■ **Requirement**:
Copy the records out again in full, keeping them identical.

■ **Dataset excerpts**:
PR #930, opened 2021-04-03
fix: update chat in close to real time

### LINKED ISSUE #850: Group chats are not updated in "real time"
**Expected behaviour**
Messages in group chats should be updated in (near) real time.

**Actual behaviour**
Messages in group chats are currently not refreshed in (near) real time unless:
- The user quits the chat and go back in, or
- The user sends a message

**Other notes**
Should be fixable for now by changing the `refetchInterval` option in the `[groupChatMessages, groupChatId]` query to refetch every 2-3 second (hence "real time" in quotes). Probably should look into how grpc streams might help with this in the longer term as it'll likely be more efficient than spamming the server with this regular polling.

darrenvong:
Closes #850

Still a bit concerned that this might overload the backend when there are enough users even though this is set to refetch every 3 seconds (so it's not quite real time)... hopefully streaming or being able to use websocket so the connection is established once might help with this

### DIFF
--- a/app/frontend/src/features/messages/groupchats/GroupChatView.test.tsx
+++ b/app/frontend/src/features/messages/groupchats/GroupChatView.test.tsx
@@ -1,8 +1,7 @@
-import { render, screen, within } from "@testing-library/react";
+import { act, render, screen, within } from "@testing-library/react";
 import { MARK_LAST_SEEN_TIMEOUT } from "features/messages/constants";
 import GroupChatView from "features/messages/groupchats/GroupChatView";
 import { Empty } from "google-protobuf/google/protobuf/empty_pb";
-import React from "react";
 import {
   mockAllIsIntersecting,
   mockIsIntersecting,
@@ -14,6 +13,8 @@ import messageData from "test/fixtures/messages.json";
 import { getHookWrapperWithClient } from "test/hookWrapper";
 import { getGroupChatMessages, getUser } from "test/serviceMockDefaults";
 import { addDefaultUser, MockedService, wait } from "test/utils";
+
+import { GROUP_CHAT_REFETCH_INTERVAL } from "./constants";
 
 const getGroupChatMock = service.conversations.getGroupChat as MockedService<
   typeof service.conversations.getGroupChat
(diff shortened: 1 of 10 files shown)


app/frontend/src/features/messages/groupchats/GroupChatView.test.tsx
```diff
@@ -125,6 +126,79 @@ describe("GroupChatView", () => {
...
+    expect(getGroupChatMock).toHaveBeenCalledTimes(1);
+    // 1 is groupChatId here
+    expect(getGroupChatMock).toHaveBeenCalledWith(1);
+    expect(getGroupChatMessagesMock).toHaveBeenCalledTimes(1);
+    expect(getGroupChatMessagesMock).toHaveBeenCalledWith(1, undefined);
+  });
+
+  describe("when there are new messages due to come in", () => {
+    beforeEach(() => {
+      jest.useFakeTimers();
```
darrenvong, line 138: Lol figuring this out was harder than making the change itself. But glad we have done it so we have an example and also so we don't have to wait for 3 seconds for this test to finish!

app/frontend/src/features/messages/groupchats/GroupChatView.tsx
```diff
@@ -138,8 +145,8 @@ export default function GroupChatView() {
     (text) => service.conversations.sendMessage(groupChatId, text),
     {
       onSuccess: () => {
-        queryClient.invalidateQueries(["groupChatMessages", groupChatId]);
-        queryClient.invalidateQueries(["groupChats"]);
+        queryClient.invalidateQueries(groupChatMessagesKey(groupChatId));
+        queryClient.invalidateQueries([groupChatBaseKey]);
```
lucaslcode: I don't think this should be named like this. Maybe `groupChatsList`?

lucaslcode (changes requested):

app/frontend/src/features/messages/groupchats/GroupChatView.tsx
darrenvong: Yeah that's a better name, missed another place where this is used so I'll update there too

darrenvong:
Not sure why the build failed in the other steps, but it's not related to the frontend... probably related to the Docker Hub issue Aapeli mentioned earlier

lucaslcode (approved):

PR #932, opened 2021-04-03
Frontend/feature/new favicon

ItsiW:
I've updated the favicon, logo192 and logo512. The logo now goes edge-to-edge of the image, let me know if that's an issue.


aapeliv:
The negative space should probably be even bigger in the favicon, it's still a bit murky

darrenvong (commented):
`logo192` and `logo512` seem to have the wrong shade of the orange that's fixed in the `favicon`. Let's fix while we're at them?

darrenvong (approved):
Looks good to me!

PR #955, opened 2021-04-03
Friend request API change

### LINKED ISSUE #954: FriendshipStatus in user objects only returns pending status from GetUser API
Currently when there is a pending request, we can't tell easily if a pending request is sent by current user or received from the user they are looking at from the frontend without extra data wrangling by getting data from `ListFriendRequests` and figure out from that. This should be encoded in `FriendshipStatus` instead.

■ **Exercise output**:
PR #930, opened 2021-04-03
fix: update chat in close to real time

### LINKED ISSUE #850: Group chats are not updated in "real time"
**Expected behaviour**
Messages in group chats should be updated in (near) real time.

**Actual behaviour**
Messages in group chats are currently not refreshed in (near) real time unless:
- The user quits the chat and go back in, or
- The user sends a message

**Other notes**
Should be fixable for now by changing the `refetchInterval` option in the `[groupChatMessages, groupChatId]` query to refetch every 2-3 second (hence "real time" in quotes). Probably should look into how grpc streams might help with this in the longer term as it'll likely be more efficient than spamming the server with this regular polling.

darrenvong:
Closes #850

Still a bit concerned that this might overload the backend when there are enough users even though this is set to refetch every 3 seconds (so it's not quite real time)... hopefully streaming or being able to use websocket so the connection is established once might help with this

### DIFF
--- a/app/frontend/src/features/messages/groupchats/GroupChatView.test.tsx
+++ b/app/frontend/src/features/messages/groupchats/GroupChatView.test.tsx
@@ -1,8 +1,7 @@
-import { render, screen, within } from "@testing-library/react";
+import { act, render, screen, within } from "@testing-library/react";
 import { MARK_LAST_SEEN_TIMEOUT } from "features/messages/constants";
 import GroupChatView from "features/messages/groupchats/GroupChatView";
 import { Empty } from "google-protobuf/google/protobuf/empty_pb";
-import React from "react";
 import {
   mockAllIsIntersecting,
   mockIsIntersecting,
@@ -14,6 +13,8 @@ import messageData from "test/fixtures/messages.json";
 import { getHookWrapperWithClient } from "test/hookWrapper";
 import { getGroupChatMessages, getUser } from "test/serviceMockDefaults";
 import { addDefaultUser, MockedService, wait } from "test/utils";
+
+import { GROUP_CHAT_REFETCH_INTERVAL } from "./constants";
 
 const getGroupChatMock = service.conversations.getGroupChat as MockedService<
   typeof service.conversations.getGroupChat
(diff shortened: 1 of 10 files shown)


app/frontend/src/features/messages/groupchats/GroupChatView.test.tsx
```diff
@@ -125,6 +126,79 @@ describe("GroupChatView", () => {
...
+    expect(getGroupChatMock).toHaveBeenCalledTimes(1);
+    // 1 is groupChatId here
+    expect(getGroupChatMock).toHaveBeenCalledWith(1);
+    expect(getGroupChatMessagesMock).toHaveBeenCalledTimes(1);
+    expect(getGroupChatMessagesMock).toHaveBeenCalledWith(1, undefined);
+  });
+
+  describe("when there are new messages due to come in", () => {
+    beforeEach(() => {
+      jest.useFakeTimers();
```
darrenvong, line 138: Lol figuring this out was harder than making the change itself. But glad we have done it so we have an example and also so we don't have to wait for 3 seconds for this test to finish!

app/frontend/src/features/messages/groupchats/GroupChatView.tsx
```diff
@@ -138,8 +145,8 @@ export default function GroupChatView() {
     (text) => service.conversations.sendMessage(groupChatId, text),
     {
       onSuccess: () => {
-        queryClient.invalidateQueries(["groupChatMessages", groupChatId]);
-        queryClient.invalidateQueries(["groupChats"]);
+        queryClient.invalidateQueries(groupChatMessagesKey(groupChatId));
+        queryClient.invalidateQueries([groupChatBaseKey]);
```
lucaslcode: I don't think this should be named like this. Maybe `groupChatsList`?

lucaslcode (changes requested):

app/frontend/src/features/messages/groupchats/GroupChatView.tsx
darrenvong: Yeah that's a better name, missed another place where this is used so I'll update there too

darrenvong:
Not sure why the build failed in the other steps, but it's not related to the frontend... probably related to the Docker Hub issue Aapeli mentioned earlier

lucaslcode (approved):

PR #932, opened 2021-04-03
Frontend/feature/new favicon

ItsiW:
I've updated the favicon, logo192 and logo512. The logo now goes edge-to-edge of the image, let me know if that's an issue.


aapeliv:
The negative space should probably be even bigger in the favicon, it's still a bit murky

darrenvong (commented):
`logo192` and `logo512` seem to have the wrong shade of the orange that's fixed in the `favicon`. Let's fix while we're at them?

darrenvong (approved):
Looks good to me!

PR #955, opened 2021-04-03
Friend request API change

### LINKED ISSUE #954: FriendshipStatus in user objects only returns pending status from GetUser API
Currently when there is a pending request, we can't tell easily if a pending request is sent by current user or received from the user they are looking at from the frontend without extra data wrangling by getting data from `ListFriendRequests` and figure out from that. This should be encoded in `FriendshipStatus` instead.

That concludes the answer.